Especially the red velvet cupcake. My absolute favorite. It was one of my guilty pleasures. Alaina-Leann gasped as she nudged me in my tummy, I looked up to her with a glare and until she pointed out who exactly was in front of us. Ben and Allen. I gulped as my cheeks stained a cherry red, and looked down on my shoes...pretending to seem uninterested.

Ben was beautiful. I liked everything about him. He was the first person that I have ever had any serious feelings for. And they scared me and excited me all at once. When I was little I would always send him letters, asking Allen with what little courage I had to pass it on to him. However, I stopped sending those letters when I saw a blonde girl kiss him in front of their side of the flat one day.

She was pretty, and the most popular girl in Ben's grade level at the time. They looked good together, and she was everything I wasn't. And I hated myself even more than I ever did that day.

I indulged myself in chocolate and soap operas as I cried and cried. I didn't go to school that entire week either because I was too depressed over Ben.

But in a way, I was thankful that reality slapped me hard in the face that day. No one could ever love the fat kid. No one like Ben would ever want someone like me.

I was so excited to see him that day, we were actually good friends at the time, I looked up to him as a person...but ever since that night... I've stopped talking to him. Even after he called me several times that night and for the rest of the week. But the calls eventually stopped. And he was here again, right in front of me. I didn't want to see him, much less talk to him. Looking into his eyes made my heart skip a beat, and had my hands shaking.

Ben cleared his throat, "Hi Timmy, it's been awhile how have you been?" He whispered sweetly. My heart jumped up in my throat preventing me from saying anything as I fiddled with the hem of my shirt shakily. His voice made my legs turn into jelly and my stomach go into flip flops. I'm scared that if I look into his eyes, i'll fall in love with him all over again.

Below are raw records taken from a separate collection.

PR #2547, opened 2023-04-17
Rename AcquireJobRequest::StreamID to AcquireJobRequest::JobMessageID

jww3:
Rename AcquireJobRequest::StreamID to AcquireJobRequest::JobMessageID to match corresponding server-side update.

### DIFF
--- a/src/Sdk/RSWebApi/Contracts/AcquireJobRequest.cs
+++ b/src/Sdk/RSWebApi/Contracts/AcquireJobRequest.cs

I can't have that not, after he unknowingly stepped on my heart when he kissed that girl. Even if it happened when were little, I had a hard time letting it go. I was a sensitive soul. I could easily shatter and break when my feelings get toyed with. I nodded to him without saying a word.

My eyes peered up through my bangs as he gazed at me with hurt plastered onto his face. Allen was glaring harshly at Ben as he foot tapped up and down. He didn't look happy to be here at all and I wouldn't blame him.

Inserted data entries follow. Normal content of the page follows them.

PR #2568, opened 2023-04-26
Add orchestrationId to useragent for better correlation.

TingluoHuang:
With `OrchestrationId` in the user-agent, we can get a better correlation in our telemetry to figure out the source of each HTTP request (runner+job).

### DIFF
--- a/src/Runner.Worker/JobRunner.cs
+++ b/src/Runner.Worker/JobRunner.cs
@@ -3,6 +3,7 @@ using System.Collections.Generic;
 using System.IO;
 using System.Linq;
 using System.Net.Http;
+using System.Net.Http.Headers;
 using System.Text;
 using System.Threading;
 using System.Threading.Tasks;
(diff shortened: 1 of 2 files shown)


src/Runner.Worker/JobRunner.cs
```diff
@@ -42,6 +43,13 @@ public async Task<TaskResult> RunAsync(AgentJobRequestMessage message, Cancellat
             DateTime jobStartTimeUtc = DateTime.UtcNow;
             IRunnerService server = null;
 
+            // add orchestration id to useragent for better correlation.
+            if (message.Variables.TryGetValue(Constants.Variables.System.OrchestrationId, out VariableValue orchestrationId) &&
```
TingluoHuang, line 47: I still need to do a server PR to add the variable to the job message.

cory-miller (dismissed):

cory-miller (approved):

PR #2578, opened 2023-05-02
When inferring additional secrets from multi-line content, ignore very short lines.

jww3:


rentziass (approved):
This looks good to me!

src/Sdk/DTLogging/Logging/SecretMasker.cs
```diff
@@ -40,6 +40,19 @@ private SecretMasker(SecretMasker copy)
             }
         }
 
+        /// <summary>
+        /// Provide callers with a recommendation on what to consider a secret.
+        /// This is helpful in cases where JSON (for example) is broken into multiple lines
+        /// and we don't want to start treating standalone JSON control characters as secrets.
+        /// </summary>
+        public int DerivedSecretRecommendedMinimumLength
```
TingluoHuang, line 48: i would just define this on some file not under `src/SDK` since those better deployed with the server code first.

src/Runner.Worker/Worker.cs
```diff
@@ -156,8 +156,9 @@ private void InitializeSecretMasker(Pipelines.AgentJobRequestMessage message)
                     HostContext.SecretMasker.AddValue(value);
 
                     // Also add each individual line. Typically individual lines are processed from STDOUT of child processes.
-                    var split = value.Split(new[] { '\r', '\n' }, StringSplitOptions.RemoveEmptyEntries | StringSplitOptions.TrimEntries);
-                    foreach (var item in split)
+                    var auxiliarySecrets = value.Split(new[] { '\r', '\n' }, StringSplitOptions.RemoveEmptyEntries | StringSplitOptions.TrimEntries)
```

"Timmy's having a bakery giveaway this afternoon, you should come! The both of you!" Alaina-Leann blurted out before gasping as she cupped her mouth with her hands. I glared at her, as she flushed pink while Ben chuckled... I'm getting her for this later. Allen's face softened and looked actually pleased at the idea of going before Ben agreed to tag along.

His face contorted into a frown.

"Of course! I would love to taste one of Timmy's treats." He smiled at me gently, but I refused to look at him which made him frown again.

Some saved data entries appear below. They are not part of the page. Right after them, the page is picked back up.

PR #2591, opened 2023-05-08
Trace WebSocket exception into verbose level to reduce noise in diag log.

TingluoHuang:
Live console output are best effort.
We use websocket to send out those console output, the websocket will be closed by the service once every 30 minutes and cause some huge non-actionable exception message get traced in the diag log.

I am moving the exception trace into `Verbose` level, so it' only shows up in when tracelevel set to `debug` (Not the default).

https://github.com/github/c2c-actions-runtime/issues/2439


takost (approved):
LGTM!

PR #4537, opened 2026-07-01
Have Runner support sending context to firewall (if its running)

steiza:
With https://github.com/github-early-access/actions-native-egress-firewall/, sometimes Runner is running in a guest VM with a firewall process listening on a vsock on the host.

This change makes it so that Runner checks to see if it's running a Linux environment, if so if there's a vsock present, and if so send context to the vsock so it makes its way to the firewall (like what patterns of secrets should be masked from the log).

This is my first time writing C# code, so feedback is welcome! I was able to run this successfully as a self-hosted runner.


src/Runner.Common/HostContext.cs
```diff
@@ -60,7 +60,7 @@ public sealed class HostContext : EventListener, IObserver<DiagnosticListener>,
         private static int[] _vssHttpCredentialEventIds = new int[] { 11, 13, 14, 15, 16, 17, 18, 20, 21, 22, 27, 29 };
         private readonly ConcurrentDictionary<Type, object> _serviceInstances = new();
         private readonly ConcurrentDictionary<Type, Type> _serviceTypes = new();
-        private readonly ISecretMasker _secretMasker = new SecretMasker();
+        private readonly ISecretMasker _secretMasker = new SecretMasker(new RunnerSecretRegistrationNotifier());
```
TingluoHuang: there might be a better approach for doing this, we probably just want to send over the data after we get them from the job message, so we don't have to touch secretmasker since its job is to mask.

steiza: There's a couple of different secrets I'm worried about, which I think come from different places:

- Secrets GitHub provides as part of Actions (like `GITHUB_TOKEN`)
- Secrets a user provides for a workflow run (like things set at https://github.com/my-org/my-repo/settings/secrets/actions)
- Secrets set during the workflow run (e.g. `echo "::add-mask::$SOME_SECRET_VALUE"`)

I think we want to make sure we're getting context from all 3 sources, but also I'm very new to this codebase.

src/Runner.Common/RunnerFirewallNotifier.cs
```diff
@@ -0,0 +1,150 @@
...
+                SafeSocketHandle nativeSocket = NativeSocket((int)VsockAddressFamily, (int)SocketType.Stream, 0);
+                if (nativeSocket.IsInvalid)
+                {
+                    int error = Marshal.GetLastPInvokeError();
+                    nativeSocket.Dispose();
+                    throw new SocketException(error);
+                }
+
+                socket = new Socket(nativeSocket);
+                socket.Connect(new HostVsockEndPoint(2, 9999));
```
TingluoHuang, line 72: we probably want to use some input to provide the value, so it's not hardcoded.

src/Runner.Common/HostContext.cs
steiza: I pushed up changes reflecting what I think you were asking for - is this what you had in mind?

src/Runner.Common/RunnerFirewallNotifier.cs
```diff
@@ -0,0 +1,150 @@
...
+                    }
+                });
+
+                byte[] payloadBytes = Encoding.UTF8.GetBytes(jsonPayload);
+                byte[] lengthPrefix = BitConverter.GetBytes(IPAddress.HostToNetworkOrder(payloadBytes.Length));
+
+                lock (_vsockSendLock)
+                {
+                    SendAll(_vsock, lengthPrefix);
+                    SendAll(_vsock, payloadBytes);
```
TingluoHuang, line 49: why do we need to call `sendall` twice?
it the protocol require us doing this, or this can be combined into 1 Send call?

steiza: We could combine the byte arrays and do one call to `SendAll()`, as long as we send the 4 byte length field (network byte order) before we send the payload.

TingluoHuang:
replaced with https://github.com/actions/runner/pull/4565

PR #4550, opened 2026-07-09
Setup Job: reword locked-dependencies log line to use lockfile language

nodeselector:
Copy-only follow-up to #4546.

That PR shipped a **Set up job** log line announcing when a job runs with locked action dependencies. Based on follow-up feedback we're adjusting the wording only:

- A reviewer asked us to avoid an uppercase "Action" in user-facing copy.
- The product owner prefers **lockfile** wording over "pinning"/"pinned" language.

### Change
The line in `src/Runner.Worker/JobExtension.cs` now reads:

> Using locked actions versions from the workflow's lockfile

"Lets bail Ben." Allen groaned out impatiently.

Making me flush in embarrassment.

"Timmy?" I hesitantly looked up towards Ben with my heart pounding hard against my rib-cage.

"I've received every one of your letters. I still have them, and I treasure every one of them." He smiled at me, before leaving off with Allen. Who glanced at me with worry and a slight look of panic in his eys.

"Somebody's got two boyfriends!" Alaina-Leann singed into my ear, killing the awkward heavy silence, before I poked her cheek and tickled her sides.

She died laughing, while I died in mortification.

I was not looking forward to tonight at all.

God have mercy on me, even if its just this once.